TASK ITEM:
Output only the lines below that start at the line containing "searches filter list" and end at the line containing "metaspace/webapp/src/lib/createColormap.ts", with both ends kept.

Saved entries

PR #662, opened 2020-08-24
Null FDR UI changes

richardgoater:
* blue row colour for annotation table
* hide FDR in related molecules/annotations


LachlanStuart (approved):
Web changes look good. Did you also check the CSV export handles null FDR values?

richardgoater:
@LachlanStuart Thanks, just checked and it should appear as an empty cell if the value is null, is that ok?
image
can't upload a csv to Github 🤷

LachlanStuart:
@richardgoater 👍

PR #666, opened 2020-08-31
Databases feedback

richardgoater:
* Show usable databases for upload
* Refresh filter list when user signs in/out
* Use radio buttons for annotation access controls
* Tweak isPublic column heading
* Fix DB name in filter for public annotations, though it reveals group in list
* Hide archived DBs until user searches filter list


metaspace/webapp/src/modules/MetadataEditor/MetadataEditor.vue
```diff
@@ -320,9 +316,7 @@ export default {
           metaspaceOptions.databaseIds = molecularDatabases.filter(d => d.default).map(_ => _.id)
         } else {
           for (const db of selectedDbs) {
-            if (this.molDBsByGroup.every(group =>
-              group.molecularDatabases.find(_ => _.id === db.id) === null,
-            )) {
+            if (molecularDatabases.find(_ => _.id === db.id) === null) {
```
LachlanStuart, line 319: I'm having trouble seeing how this works, both in the old and new code. `Array.prototype.find` returns `undefined` if nothing was found. I can't see any value that could be in `molecularDatabases` that wouldn't raise an error when `_.id` was evaluated, and would result in `.find` returning `null` to satisfy this condition. Even the falsy object `document.all`, which `== null`, doesn't `=== null`.

LachlanStuart (approved):
Looks good. I put a comment against one weird bit of code, but it's not actually a regression so I don't consider it a blocker.

metaspace/webapp/src/modules/MetadataEditor/MetadataEditor.vue
richardgoater: good spot, it shouldn't be trying to equal `null`. Should be easy to fix it.

PR #668, opened 2020-09-01
Fix python-client publish GH workflow

intsco:
The previous PR didn't solve the problem completely so here is a new one.


LachlanStuart (approved):

LachlanStuart:
It's OK to skip code review for testing these tweaks.

PR #671, opened 2020-09-04
Inline color scales and remove plotly.js dependency

LachlanStuart:
We only used Plotly.js for its colormaps, but as you can see by the `yarn.lock` diff, it was a huge dependency. It also is the reason we've had a security advisory for static-eval since GitHub launched the security advisories feature... That security advisory was recently re-opened. Fortunately Plotly.js is MIT licensed, just like METASPACE, so we're free to copy and modify it as long as we preserve the copyright text.

I've previously looked at alternatives but never found one that covered all of our existing options. e.g. D3.js (which we already depend on, and actually use) has many color scales built in, but not Portland or Hot.


metaspace/webapp/src/lib/createColormap.ts
```diff
@@ -12,7 +12,7 @@ const OPACITY_MAPPINGS: Record<OpacityMode, (x:number) => number> = {
 export default function createColormap(name: string, opacityMode: OpacityMode = 'constant',
   opacityScale: number = 1): number[][] {
   const { domain, range } = getColorScale(name)
-  const sclFun = d3.scaleLinear<d3.RGBColor>().domain(domain).range(range).clamp(true)
+  const sclFun = d3.scaleLinear<string>().domain(domain).range(range).clamp(true)
```
LachlanStuart, line 15: This was a bit weird. We've been passing `string`s instead of `d3.RGBColor`s this whole time, D3 just internally autodetected that they were color strings and made the interpolation magically work. I changed it to `string` to match reality.

metaspace/webapp/src/lib/getColorScale.ts
```diff
@@ -1,24 +1,180 @@
...
+  }
   if (name[0] !== '-') {
-    return extractScale(scales[name], 0, 1) // normal
+    return scales[name]
   } else {
     // inverted - reverse both arrays so that the domain is always in ascending order
-    const { domain, range } = extractScale(scales[name.slice(1)], 1, 0)
-    return { domain: reverse(domain), range: reverse(range) }
+    const { domain, range } = scales[name.slice(1)]
+    return { domain: reverse(domain.map(v => 1 - v)), range: reverse(range) }
```
richardgoater, line 178: Not sure that I understand this line, why wasn't it in the previous code?

richardgoater (approved):
This is a nice idea, will help with the new image viewer. Just added one question but it's not a blocker.

metaspace/webapp/src/lib/getColorScale.ts
richardgoater: ok, maybe I should have more explicitly that it looks like a double reverse with the new `map` call and `reverse` together. I get something like this if I try it in the console:
```
a = [0, 1]
(2) [0, 1]
b = a.map(v => 1 - v)
(2) [1, 0]
b.reverse()
(2) [0, 1]
```
or am I reading it wrong?

LachlanStuart: @richardgoater The goal is not to double-reverse, but to invert (so that the colors are mirrored) and reverse (to preserve increasing order). I.e. to turn `[0, 0.1, 1]` into `[0, 0.9, 1]`, not `[0, 0.1, 1]`. I'm not sure if it makes a difference with the limited source data. Not really worth the time to check, so I'm just preserving the old behavior.

PR #674, opened 2020-09-08
feat(python-client): Add custom databases management notebook

intsco:
The new notebook [link](https://github.com/metaspace2020/metaspace/blob/feat/custom-dbs-notebook/metaspace/python-client/example/create-custom-molecular-database.ipynb)


metaspace/python-client/example/api_examples.ipynb
```diff
@@ -101,25 +99,56 @@
...
+   ],
+   "source": [
+    "ds.database_details"
+   ]
+  },
+  {
+   "cell_type": "code",
+   "execution_count": 10,
+   "metadata": {},
+   "outputs": [
```
LachlanStuart, line 141: Weird that the results have changed here... the number of annotations seems to have increased by ~50% according to the change in this plot.

Old plot:
image

New plot:
image

Maybe the old plot was generated first, then `.cumsum()` was added to the code but the plot not regenerated... Or maybe the old plot was generated with HMDB-2.5. IDK. The new plot looks valid compared to the website, so it's not an issue.

*HOWEVER,* now that there are 6 FDR==10% annotations, the `.value_counts()` produces values in the wrong order, causing the plot to loop backwards from 0.10 to 0.05 then back up to 0.20. I think this needs to be changed to something like `results.fdr.value_counts().sort_index().cumsum().plot()`...

LachlanStuart (changes requested):
Found one issue with the updated FDR plot. As this is currently our primary tutorial example notebook, I think it should be fixed.

All other changes look good

LachlanStuart (approved):

PR #675, opened 2020-09-09
Several back-end bug fixes

LachlanStuart:
* (Per slack discussion) use `PIL.Image(BytesIO(resp.content))` instead of `PIL(resp.raw)` to see if it fixes the intermittent bug while downloading images for colocalization
* Remove the redundant `@retry_on_exception()` in `get_ion_images_for_analysis`, because I found in the logs that failing downloads were actually attempted 9 times due to nesting of `@retry_on_exception()` functions
* Add a semaphore to smApi calls so that no more than 4 calls are made simultaneously. Also slightly refactor smApi calls so that they all go through one function
* Add a parameter `async_es_update` to the update dataset sm-api endpoint, and supply this parameter for all bulk DS updates. I found that this provides a huge speedup in the API call (no speedup to the queued index update though) - renaming a project that contains 170 datasets goes from 91s to 7.3s. This is a big deal, because the front-end actually waits for this to finish.
    * Initially I was thinking of applying this to all DS update calls, but this could introduce a race condition for direct DS updates (e.g. renames & private/public updates) - the UI could potentially show the user old data when they're returned to the datasets list. My gut tells me we'd have to debug this in the future if the direct updates were made async.
    * When `asyncEsUpdate` is true, the dataset only gets a partial update-by-query (via `ESExporter.update_ds`) instead of a full update (via `ESExporter.sync_dataset`). This means fewer fields are sync'd... This needs a sanity check - do you think this is ok?

### DIFF
--- a/metaspace/engine/sm/engine/png_generator.py
+++ b/metaspace/engine/sm/engine/png_generator.py
@@ -136,7 +136,6 @@ class ImageStoreServiceWrapper:
             h, w = mask.shape
             value = np.empty((len(img_ids), h * w), dtype=np.float32)
 
-        @retry_on_exception()
         def process_img(img_id, idx, do_setup=False):
             img = self.get_image_by_id(storage_type, 'iso_image', img_id)
             if do_setup:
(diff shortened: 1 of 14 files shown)


intsco (approved):
Looks good to me. Regarding your question about updating dataset documents vs indexing them. As far as I understand, we are talking about difference between `self._es.update` that updates a dataset by id and `self._es.update_by_query` that updates a dataset by query. I think both approaches should have the same result.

ANSWER BOX:
* Hide archived DBs until user searches filter list


metaspace/webapp/src/modules/MetadataEditor/MetadataEditor.vue
```diff
@@ -320,9 +316,7 @@ export default {
           metaspaceOptions.databaseIds = molecularDatabases.filter(d => d.default).map(_ => _.id)
         } else {
           for (const db of selectedDbs) {
-            if (this.molDBsByGroup.every(group =>
-              group.molecularDatabases.find(_ => _.id === db.id) === null,
-            )) {
+            if (molecularDatabases.find(_ => _.id === db.id) === null) {
```
LachlanStuart, line 319: I'm having trouble seeing how this works, both in the old and new code. `Array.prototype.find` returns `undefined` if nothing was found. I can't see any value that could be in `molecularDatabases` that wouldn't raise an error when `_.id` was evaluated, and would result in `.find` returning `null` to satisfy this condition. Even the falsy object `document.all`, which `== null`, doesn't `=== null`.

LachlanStuart (approved):
Looks good. I put a comment against one weird bit of code, but it's not actually a regression so I don't consider it a blocker.

metaspace/webapp/src/modules/MetadataEditor/MetadataEditor.vue
richardgoater: good spot, it shouldn't be trying to equal `null`. Should be easy to fix it.

PR #668, opened 2020-09-01
Fix python-client publish GH workflow

intsco:
The previous PR didn't solve the problem completely so here is a new one.


LachlanStuart (approved):

LachlanStuart:
It's OK to skip code review for testing these tweaks.

PR #671, opened 2020-09-04
Inline color scales and remove plotly.js dependency

LachlanStuart:
We only used Plotly.js for its colormaps, but as you can see by the `yarn.lock` diff, it was a huge dependency. It also is the reason we've had a security advisory for static-eval since GitHub launched the security advisories feature... That security advisory was recently re-opened. Fortunately Plotly.js is MIT licensed, just like METASPACE, so we're free to copy and modify it as long as we preserve the copyright text.

I've previously looked at alternatives but never found one that covered all of our existing options. e.g. D3.js (which we already depend on, and actually use) has many color scales built in, but not Portland or Hot.


metaspace/webapp/src/lib/createColormap.ts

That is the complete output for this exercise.